The code in alignment.system2 and alignment.system1 are well commented and can be refereced if interested in the specifics of the alignment method. The following are a few notes on alignment in each system

System 1:

  • Alignment depends on the files eeg_log and sync_pulses, the former of which lists the times at which the sync pulse was sent on the laptop, and the latter is a list of the samples at which eeg pulses were extracted from the raw EEG file.
  • To extract sync pulses, use the pulse_extraction tools.
  • The general method is to find a "start window" and "end window" - periods of time at the start and end of the eeg_log that can be found (via diffs) in the sync_pulses file. Once those start and end windows are located, it fits a straight line between them. There is no real error checking for good alignment.
  • TODO: The MATLAB aligntool had the ability to align multiple source files. This does not.

System 2:

  • System 2 alignment is done with either System2TaskAligner (for most events) or System2HostAligner (for PS2(.1), because it doesn't use the task laptop
  • The call to align() takes a start_type: events that occur before this type appears in the events file do not have to be aligned
  • The System2TaskAligner gets coefficients between the task and host, and host and neuroport, then aligns from task to host.
  • If --show-plot is specified, execution will pause until the plot of the fit is closed.

System 3:

  • System 3 alignment reuses much of the code from system 2.
Adding stim

The System 2 and System 3 alignment can add stimulation into the events, as stim is specified in the events on the host PC, not on the task laptop. As such, the regressions used to calculate eegoffset must be applied backwards to find the appropriate mstime at which stimulation took place.

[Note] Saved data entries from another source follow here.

PR #384, opened 2025-06-26
Fix CI by skipping test and adding `src/` to napari test paths

DragaDoncila:
Since we have some PRs in-flight I'm getting  CI green again by:

- skipping the test causing the failure described in #378 so that we can get CI green. In future we should find a different plugin to test.
- adding `src/` to the napari test paths

### DIFF
--- a/.github/workflows/ci.yml
+++ b/.github/workflows/ci.yml
@@ -83,7 +83,7 @@ jobs:
           python -m pip install pytest pytest-pretty scikit-image[data] zarr xarray hypothesis matplotlib
 
       - name: Run napari plugin headless tests
-        run: pytest -W 'ignore::DeprecationWarning' napari/src/plugins napari/src/settings napari/src/layers napari/src/components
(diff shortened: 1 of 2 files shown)


.github/workflows/ci.yml
```diff
@@ -83,7 +83,7 @@ jobs:
           python -m pip install pytest pytest-pretty scikit-image[data] zarr xarray hypothesis matplotlib
 
       - name: Run napari plugin headless tests
-        run: pytest -W 'ignore::DeprecationWarning' napari/plugins napari/settings napari/layers napari/components
+        run: pytest -W 'ignore::DeprecationWarning' napari/src/plugins napari/src/settings napari/src/layers napari/src/components
```
psobolewskiPhD, line 86:
```suggestion
        run: pytest -W 'ignore::DeprecationWarning' src/napari/plugins src/napari/settings src/napari/layers src/napari/components
```
I think you meant this way? since the code is under napari in the src dir?

DragaDoncila: Shhh you didn't see anything :dotted_line_face:

psobolewskiPhD (approved):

The parameter persistent_fields specifies those fields in the recarray which persist across stim events. For example, if stim occurs during a word, the stim event should still specify that that word was onscreen.

Artifact detection

(Not covered in this document)

Cleaning

After events have been aligned, the parser can optionally implement a clean_events() function which takes in the events, and returns a copy with some events modified. This can be useful for post-hoc marking of, e.g., which words received stim.

Converting events

EEG and events creation are again broken into two pipelines, built with submission.pipelines.build_convert_eeg_pipeline and submission.pipelines.build_convert_events_pipeline.

These pipelines read in the initial MATLAB events, then convert these events directly to recarrays, using one of the classes in parsers.mat_converter.

Comparing

If events are built from scratch and MATLAB events exist, the submission utility has the ability to compare the existing MATLAB events to the recarray events that are generated.

The file tests.test_event_creation is terrible, and contains all of the exceptions that were necessary to get the matlab events to agree with the recarray events. Most of these are individual differences due to the reprocessing of data, or due to mistakes in the original data.

Additional notes

  • Some reorganization of the files and directories into more sensible units would be nice. The directory readers should probably just be eeg, and submission.convenience should probably just be submission.submission.

  • pulse_extraction and pulse_extraction_2 contain almost identical codebases, and should be combined into a single file. They differ in that one reads split eeg and one reads raw eeg.

  • Additional command line options can be specified in config.config.yml

  • The python logging class is at the root of the loggers.logger. It simply sets up defaults so that information will be printed in the right way, and will be logged to a rotating file in the protocols database

  • There is an extra layer of abstraction in the input process through the file submission.automation. This file specifies the builders for different pipelines, and helps to keep track of errors and successes in the case in which multiple pipelines are created and processed at the same time.